### WORK REQUIRED
Please return all lines in the listing holding the word "deploy".

[RECORDS PROVIDED — start]

PR #1412, opened 2022-03-25
temporary disable s3 integration on staging until LSM storge rewrite lands

LizardWizzard:
There were some problems which were caused by our benchmarking cluster, but there is no sense in resolving them because lsm storage rewrite should not have the problem at all and it is expected to land soon

### DIFF
--- a/.circleci/ansible/deploy.yaml
+++ b/.circleci/ansible/deploy.yaml
@@ -91,19 +91,20 @@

[RECORDS PROVIDED — finish]

### OUTPUT FOR THIS EXERCISE
--- a/.circleci/ansible/deploy.yaml
+++ b/.circleci/ansible/deploy.yaml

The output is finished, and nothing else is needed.